ロージーはディンクとは桁違いの賭け金を使い、ベスに契約金として6千ドルを渡した。ベスはディンクに電話を掛け、ロージーのことを興奮した様子で語る。「ニューヨークではギャンブルが違法だ。ブックメーカーは重罪だぞ」と言われると、ベスは「転職を見つけたのに、貴方がラスベガスから追い出すからでしょ」とディンクを非難した。ロージーはベスに、「賭けが合法なキュラソー島に移るライセンスを取得した。資本家も捕まえた」と話す。ベスはキュラソー島へ行くことを決め、ジェレミーに受け渡し役を頼んだ。
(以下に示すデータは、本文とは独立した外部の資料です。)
PR #2346, opened 2025-07-23
Obsl 616 fix bigquery contract generation bug

paulteehan:


soda-core/src/soda_core/common/sql_dialect.py
```diff
@@ -8,6 +8,23 @@
 from soda_core.common.sql_ast import *
 
 
+class DBDataType:
+    """
+    DBDataTypes contains data source-neutral constants for referring to the basic, common column data types.
+    """
+
+    __test__ = False
```
mivds: What's this thing for?

m1n0 (approved):
Awesome cleanup!

soda-core/src/soda_core/common/sql_dialect.py
```diff
@@ -17,6 +34,33 @@ class SqlDialect:
...
+        else:
+            # if db engine doesn't support varchar length, probably no need to override this method
+            return self.get_contract_type_dict()[DBDataType.TEXT]  # e.g. VARCHAR
+
+    def get_sql_type_dict(self) -> dict[str, str]:
+        """Data type that is used in the create table statement.
+        This can include the length of the column, e.g. VARCHAR(255)"""
+        return self.get_contract_type_dict()
+
+    def get_contract_type_dict(self) -> dict[str, str]:
```
mivds, line 48: Don't need to act on it right now, but just wondering if there will ever be a difference between these two methods? If not we could probably merge them?

soda-bigquery/src/soda_bigquery/common/data_sources/bigquery_data_source.py
```diff
@@ -62,6 +63,22 @@ def create_metadata_columns_query(self) -> MetadataColumnsQuery:
 class BigQuerySqlDialect(SqlDialect):
     DEFAULT_QUOTE_CHAR = "`"
 
+    def text_col_type(self, length: Optional[int] = 255) -> str:
+        """No length in BigQuery"""
+        return "STRING"
```
mivds: Looking at the `SqlDialect` base class, I would think this function isn't needed. It's already handled in the base implementation using `supports_varchar_length()`

soda-postgres/src/soda_postgres/common/data_sources/postgres_data_source.py
```diff
@@ -34,3 +34,8 @@ def _build_regex_like_sql(self, matches: REGEX_LIKE) -> str:
     def create_schema_if_not_exists_sql(self, schema_name: str) -> str:
         quoted_schema_name: str = self.quote_default(schema_name)
         return f"CREATE SCHEMA IF NOT EXISTS {quoted_schema_name} AUTHORIZATION CURRENT_USER;"
+
+    def get_sql_type_dict(self) -> dict[str, str]:
+        base_dict = super().get_sql_type_dict()
+        base_dict[DBDataType.TEXT] = "character varying(255)"
```
mivds: This looks weird. We're specifying a character count here, but I would think that doesn't play well with the `text_col_type` function?

Implementation below for reference:
```python
    def text_col_type(self, length: Optional[int] = 255) -> str:
        """Get the column type specificier for a variable length text column of a specific length."""
        if self.supports_varchar_length():
            return self.get_contract_type_dict()[DBDataType.TEXT] + f"({length})"  # e.g. VARCHAR(255)
        else:
            # if db engine doesn't support varchar length, probably no need to override this method
            return self.get_contract_type_dict()[DBDataType.TEXT]  # e.g. VARCHAR
```

soda-tests/tests/features/test_schema_check.py
```diff
@@ -56,28 +76,41 @@ def test_schema_errors(data_source_test_helper: DataSourceTestHelper):
             columns:
               - name: id
                 data_type: {test_table.data_type('id')}
-                character_maximum_length: 512
+                {get_character_maximum_length_expression(data_source_test_helper, 512, overwrite_with_expected_length=True)}
```
mivds, line 79: Nit: it might make more sense to move this to a separate test, then you can just skip the test for databases that don't support string lengths. Not needed to address, but maybe a future thing

soda-core/src/soda_core/common/sql_dialect.py
Niels-b: Yes, there is a difference. The contract type is for contracts. The sql type is for table creation (see function docs).

soda-postgres/src/soda_postgres/common/data_sources/postgres_data_source.py
Niels-b: As discussed per slack message; leave it like this for now. Can always come back later and change it.
Currently seems like the way to go while new data sources are still being added.

soda-tests/tests/features/test_schema_check.py
Niels-b: Fully agree! We played with the idea of skipping the test if the datasource does not support varchar lengths. But it was a very relevant test for other things as well. So decided just to make it work for now :)

soda-core/src/soda_core/common/sql_dialect.py
Niels-b: Removed this. That was for the old `TestDataType` class. `__test__` is used to tell pytest to ignore this class ;)

soda-bigquery/src/soda_bigquery/common/data_sources/bigquery_data_source.py
Niels-b: Indeed, good catch! Removed it.

PR #2349, opened 2025-07-25
Oracle support

paulteehan:
Oracle implementation in soda-core.  Tests passing locally, I think CI may not be configured yet.  Ready for review.

Still pending:
- Update soda-library to match connection YAML
- Add support and test in soda-extensions

### DIFF
--- a/soda-tests/setup.py
+++ b/soda-tests/setup.py
@@ -13,10 +13,7 @@ package_name = "soda-tests"
 package_version = "4.0.0b10"
 description = "Soda Core V4 Tests"
 
-requires = [
-    f"soda-core=={package_version}",
-    "pytz"
-]
+requires = [f"soda-core=={package_version}", "pytz"]
 
 setup(
     name=package_name,


soda-core/src/soda_core/common/statements/metadata_columns_query.py
```diff
@@ -64,8 +64,12 @@ def build_sql(self, dataset_prefix: Optional[list[str]], dataset_name: str) -> O
...
                 FROM(self.sql_dialect.table_columns()).IN(
                     [
-                        *prefixes,
-                        self.sql_dialect.schema_information_schema(),
+                        id
+                        for id in [  # prefixes can be None if information schema is top-level, e.g. Oracle
+                            *prefixes,
+                            self.sql_dialect.schema_information_schema(),
+                        ]
+                        if id
```
mivds: Hmm, wondering if we can't resolve this by passing `prefixes=[]` to `MetadataColumnsQuery.__init__`? Then we use the already available interface instead of adding hidden logic here

soda-core/src/soda_core/common/statements/metadata_tables_query.py
```diff
@@ -63,15 +63,23 @@ def build_sql_statement(
...
                 self.sql_dialect.table_tables(),
                 table_prefix=[
-                    *prefixes,
-                    self.sql_dialect.schema_information_schema(),
+                    prefix
+                    for prefix in [
+                        *prefixes,  # this could be None for some data sources e.g. Oracle
+                        self.sql_dialect.schema_information_schema(),
+                    ]
+                    if prefix
```
mivds: Same question as above for `MetadataColumnsQuery`

soda-core/src/soda_core/common/statements/metadata_tables_query.py
```diff
@@ -63,15 +63,23 @@ def build_sql_statement(
...
                 ],
             ),
             SELECT(
                 [
-                    self.sql_dialect.column_table_catalog(),
-                    self.sql_dialect.column_table_schema(),
-                    self.sql_dialect.column_table_name(),
+                    col
+                    for col in [
+                        self.sql_dialect.column_table_catalog(),  # this could be None for some data sources e.g. Oracle
```
mivds: Is it an option to have this function return `"NULL"`, i.e. `SELECT NULL, schema_name, table_name FROM ...`? That way we don't need to add conditionals here or in the result processing.

soda-core/src/soda_core/common/data_source_connection.py
```diff
@@ -45,6 +50,7 @@ def open_connection(self) -> None:
             try:
                 logger.debug(f"'{self.name}' connection properties: {self.connection_properties}")
                 self.connection = self._create_connection(self.connection_properties)
+                self._post_connection_hook()
```
mivds: Do we need the `_post_connection_hook` here? I would think we can just add that functionality at the end of `_create_connection`?

soda-core/src/soda_core/common/datetime_conversions.py
```diff
@@ -5,6 +5,7 @@
 
 def convert_datetime_to_str(dt: datetime) -> Optional[str]:
     try:
+        # Attention, if dt does not have timezone info, Python will assume dt is in the local system timezone (e.g. UTC+1)
         return dt.astimezone(timezone.utc).isoformat(timespec="seconds")
```
mivds, line 9: Nice find with that comment. Out of scope for this PR, but I suspect this may not be the behavior we want.

Probably want to do something like this instead:
```python
if dt.tzinfo is None:
  dt = dt.replace(tzinfo=timezone.utc)
return dt.isoformat(timespec="seconds")
```

That would interpret the timestamp as UTC if no timezone is provided (which is more reproducible than using the local timezone). Then formats to string including timezone, which may be UTC or a previously set timezone

soda-core/src/soda_core/common/sql_ast.py
```diff
@@ -240,7 +240,7 @@ def __post_init__(self):
 
 @dataclass
 class COLUMN(SqlExpression):
-    name: str
+    name: SqlExpression | str  # Modified to allow SQL expressions, e.g. if you need to use a case statement to generate a column during SELECT
```
mivds: Nit: I would remove the `Modified to` prefix. That makes sense in context of PR reviewing, but once merged it should just be `Allow SQL expressions, e.g. if you need to use a case statement to generate a column during SELECT`

soda-core/src/soda_core/common/sql_dialect.py
```diff
@@ -344,7 +344,9 @@ def build_expression_sql(self, expression: SqlExpression | str | Number) -> str:
 
     def _build_column_sql(self, column: COLUMN) -> str:
         table_alias_sql: str = f"{self.quote_default(column.table_alias)}." if column.table_alias else ""
-        column_sql: str = self.quote_default(column.name)
+        column_sql: str = self.build_expression_sql(
+            column.name
+        )  # Now supports any expression.  If string is passed, will default to old quote_default behavior
```
mivds: Same feedback as above, should be written in context of the long term. `Now` and `old` only make sense in context of the PR

soda-core/src/soda_core/common/sql_dialect.py
```diff
@@ -618,6 +623,9 @@ def get_database_prefix_index(self) -> int | None:
     def get_schema_prefix_index(self) -> int | None:
         return 1
 
+    def sql_expr_timestamp_with_tz_literal(self, datetime_in_iso8601: str) -> str:
+        return self.sql_expr_timestamp_literal(datetime_in_iso8601)
```
mivds: Hmm, not sure what the best approach is here. I fear this function as-is will be hard to use because you will always need to be aware of whether the datetime you have contains a timezone or not, and call the appropriate function. We could have a single function that detects if timezone is present and then acts accordingly. On the other hand that may lead to bugs because it works differently than expected.

I guess let's keep it as you've implemented it for now. We'll find out later on if there are places where we don't know which function to call.

soda-tests/src/helpers/data_source_test_helper.py
```diff
@@ -66,6 +66,14 @@ def create(cls, test_datasource: str) -> DataSourceTestHelper:
             )
 
             return BigQueryDataSourceTestHelper()
+
+        elif test_datasource == "oracle":
+            from soda_oracle.test_helpers.oracle_data_source_test_helper import (
+                OracleDataSourceTestHelper,
+            )
+
+            return OracleDataSourceTestHelper()
```
mivds, line 75: Probably out of scope here, but think it would be good to also have a plugin mechanism for this. Having to add a helper here when we create a new extension data source isn't great

soda-tests/tests/features/test_schema_check.py
```diff
@@ -109,7 +109,8 @@ def test_schema_errors(data_source_test_helper: DataSourceTestHelper):
         assert varchar(512) == length_mismatch.get_expected()
 
     type_mismatch = schema_check_result.column_data_type_mismatches[index_of_type_mismatch]
-    assert data_type_map[DBDataType.DATE] == type_mismatch.get_actual()
+    expected_data_type = data_type_map[DBDataType.DATE]
+    assert expected_data_type == type_mismatch.get_actual()
```
mivds: Nit: the original seems more readable to me here, especially since we have another line below this using different syntax that also refers to an 'expected' data type

mivds (commented):
Looks pretty good! Noticed a few odd quirks though; I left a few questions/suggestions

soda-core/src/soda_core/common/datetime_conversions.py
Niels-b: Very big fan of this! Ran into issues with the "auto-conversion" that happens here.
With all the timezone stuff we're doing for this PR and for Oracle, I think we can definitely change it (if it doesn't break other things!!)

PR #2350, opened 2025-07-25
soda connect to trino using a self-signed certificate

sumit-gupta-sgt:
Hi everyone! I'm trying to connect soda to trino but using username and password and a self-signed certificate.

It does not work because there is no parameter "verify" in soda-core-trino [1] that can be passed to python-trino to address this situation [2].


sumit-gupta-sgt:
Hi @mivds 

Could you please review this as well when you get a chance?

Appreciate your time and support!

Thanks,
Sumit

PR #2351, opened 2025-07-28
Added query one by one on data source connection

tombaeyens:
This is a commit needed for an extensions feature: https://github.com/sodadata/soda-extensions/pull/16

### DIFF
--- a/soda-core/src/soda_core/common/data_source_connection.py
+++ b/soda-core/src/soda_core/common/data_source_connection.py
@@ -2,7 +2,7 @@ from __future__ import annotations
 
 import logging
 from abc import ABC, abstractmethod
-from typing import Optional, Callable
+from typing import Callable, Optional
 
 from soda_core.common.data_source_results import QueryResult, UpdateResult
 from soda_core.common.logging_constants import soda_logger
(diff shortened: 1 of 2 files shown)


soda-core/src/soda_core/common/data_source_connection.py
```diff
@@ -102,6 +102,20 @@ def execute_update(self, sql: str) -> UpdateResult:
...
+        usage: execute_query_one_by_one("SELECT ...", lambda row, description: your_handle_row(row))
+        """
+        # noinspection PyUnresolvedReferences
+        cursor = self.connection.cursor()
+        try:
+            logger.debug(f"SQL query fetch one-by-one: \n{sql}")
+            cursor.execute(sql)
+            for row in cursor:
+                row_callback(row, cursor.description)
+        finally:
```
nielsn: You can get rid of the explicit error handling by using a context manager:

```python
with self.connection.cursor() as cursor:
   cursor.execute(sql)
   for row in cursor:
     row_callback(row, cursor.description)
 ```

tombaeyens: Super tip.  Tnx.  Updated.

PR #2352, opened 2025-07-29
Add new sql_ast statements: INSERT INTO, CREATE TABLE and DROP TABLE

Niels-b:
Co-authored by @paulteehan 

Added the above mentioned statements to provide a unified way of creating queries that contain these. Also allows for easier overloading in new data sources.

### DIFF
--- a/soda-core/src/soda_core/common/sql_ast.py
+++ b/soda-core/src/soda_core/common/sql_ast.py
@@ -480,7 +480,7 @@ class CREATE_TABLE_COLUMN(BaseSqlExpression):
 class INSERT_INTO(BaseSqlExpression):
     fully_qualified_table_name: str
     values: list[VALUES]
-    columns: Optional[list[SqlExpression | str]] = None
+    columns: Optional[list[COLUMN]] = None
 
     def __post_init__(self):
         super().__post_init__()
--- a/soda-core/src/soda_core/common/sql_ast.py
+++ b/soda-core/src/soda_core/common/sql_ast.py
@@ -466,10 +466,14 @@ class CREATE_TABLE_IF_NOT_EXISTS(CREATE_TABLE):
 @dataclass
 class CREATE_TABLE_COLUMN(BaseSqlExpression):
     name: str
-    type: DBDataType
+    type: DBDataType | str
     length: Optional[int] = None
     nullable: Optional[bool] = None
     default: Optional[SqlExpression | str] = None
+    # If True, the type will be looked up in the contract type dict.
+    # This allows for our custom DBDataTypes to be used in the CREATE TABLE statement :).
+    # We have to do this, because in soda-extensions we sometimes get data types from the metadata query. We don't want to convert them into DBDataTypes, instead we use them as is.
+    do_type_lookup: bool = False
 
     def __post_init__(self):
         super().__post_init__()
@@ -479,7 +483,7 @@ class CREATE_TABLE_COLUMN(BaseSqlExpression):
 @dataclass
 class INSERT_INTO(BaseSqlExpression):
     fully_qualified_table_name: str
-    values: list[VALUES]
+    values: list[VALUES_ROW]
     columns: Optional[list[COLUMN]] = None
 
     def __post_init__(self):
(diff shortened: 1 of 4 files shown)


soda-core/src/soda_core/common/sql_ast.py
```diff
@@ -444,3 +445,81 @@ def __post_init__(self):
...
+class CREATE_TABLE_COLUMN(BaseSqlExpression):
+    name: str
+    type: DBDataType | str
+    length: Optional[int] = None
+    nullable: Optional[bool] = None
+    default: Optional[SqlExpression | str] = None
+    # If True, the type will be looked up in the contract type dict.
+    # This allows for our custom DBDataTypes to be used in the CREATE TABLE statement :).
+    # We have to do this, because in soda-extensions we sometimes get data types from the metadata query. We don't want to convert them into DBDataTypes, instead we use them as is.
+    do_type_lookup: bool = False
```
mivds: Can't we use `isinstance(type, DBDataType)` for this?

mivds: Ah.. Just looked at the definition of the `DBDataType`. It's just a glorified namespace, so that won't work.

I would suggest refactoring a bit further, to avoid the overhead of having to set this property correctly everywhere. If we convert the `DBDataType` to an enum, we should be able to use `isinstance`.

```python
class DBDataType:
```

becomes

```python
class DBDataType(enum.Enum):
```

I think that will be enough

soda-core/src/soda_core/common/sql_ast.py
```diff
@@ -444,3 +445,81 @@ def __post_init__(self):
...
+    fully_qualified_table_name: str
+    columns: list[CREATE_TABLE_COLUMN]
+
+    def __post_init__(self):
+        super().__post_init__()
+        self.handle_parent_node_update(self.columns)
+
+
+@dataclass
+class CREATE_TABLE_IF_NOT_EXISTS(CREATE_TABLE):
```
mivds, line 461: No real opinion, just a question: should this be a separate expression or just a flag on the `CREATE_TABLE` expression?

soda-core/src/soda_core/common/sql_dialect.py
```diff
@@ -143,6 +131,102 @@ def create_schema_if_not_exists_sql(self, schema_name: str) -> str:
         quoted_schema_name: str = self.quote_default(schema_name)
         return f"CREATE SCHEMA IF NOT EXISTS {quoted_schema_name};"
 
+    #########################################################
+    # CREATE TABLE
+    #########################################################
+    def build_create_table_sql(
+        self, create_table: CREATE_TABLE | CREATE_TABLE_IF_NOT_EXISTS, add_semicolon: bool = True
```
mivds, line 138: Are there cases where you don't want a semicolon terminator? I can't really think of any use cases. You can't do something like `CREATE TABLE (...) UNION ...` as far as I know

mivds (approved):
LGTM, just a few questions/suggestions

soda-core/src/soda_core/common/sql_ast.py
Niels-b: Needed to add a few more things to make it work. 
We tried to achieve this at first, but didn't think of using an `Enum` here. Much cleaner than the flag indeed! I like the idea :)

soda-core/src/soda_core/common/sql_ast.py
Niels-b: I think this should be a separate expression. That makes it more consistent with the rest of the AST.

soda-core/src/soda_core/common/sql_dialect.py
Niels-b: According to @paulteehan , we need to be able to overwrite the semicolon for Oracle. So we added it just to be safe.

paulteehan: Indeed, I'm overriding this method and setting add_semicolon to False to make it work for Oracle

Niels-b:
Discussed with Tom and Paul: refactor of the entire AST inbound, to make it more like an AST to avoid surprises in the code. But we will continue with what we have for now. So we got the all-clear to merge.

好調を取り戻したディンクは、チューリップの前で「ロージーの元にいるベスが心配だ」と漏らす。「貴方はベスがいなくなってから復活したのよ」とチューリップが告げると、ディンクは「彼女に借りがある。全てを台無しにした」と語る。彼はベスの留守電にメッセージを入れ、「何かあれば電話してくれ」と吹き込んだ。キュラソー島に移ったベスはロージーのオフィス「ASAP」で働き始めるが、スタッフはろくでもない連中ばかりだった。ロージーも全く注意せず、仕事をサボって遊び呆けていた。そんな中、ベスはデイヴからの電話で、保護観察官にアドレス帳の中身を全て知られたと聞かされる。ロージーは当てにならず、困ったベスはディンクに助けを求める…。監督はスティーヴン・フリアーズ、原作はベス・レイマー、脚本はD・V・デヴィンセンティス、製作はアンソニー・ブレグマン&ランドール・エメット&ジョージ・ファーラ&D・V・デヴィンセンティス&ポール・トライビッツ、製作総指揮はアグネス・メントレ&ヴィンセント・マラヴァル&ジェームズ・W・スコッチドポール&リチャード・ジャクソン&カーティス・ジャクソン&ブラント・アンダーソン&ブランドン・グライムス&アンソニー・ガダス&マイケル・コルソ&ピーター・ハンプデン&ジェームズ・ギブ、製作協力はアレックス・G・スコット、撮影はマイケル・マクドノー、編集はミック・オーズリー、美術はダン・デイヴィス、衣装はクリストファー・ピーターソン、音楽はジェームズ・シーモア・ブレット、音楽監修はカレン・エリオット。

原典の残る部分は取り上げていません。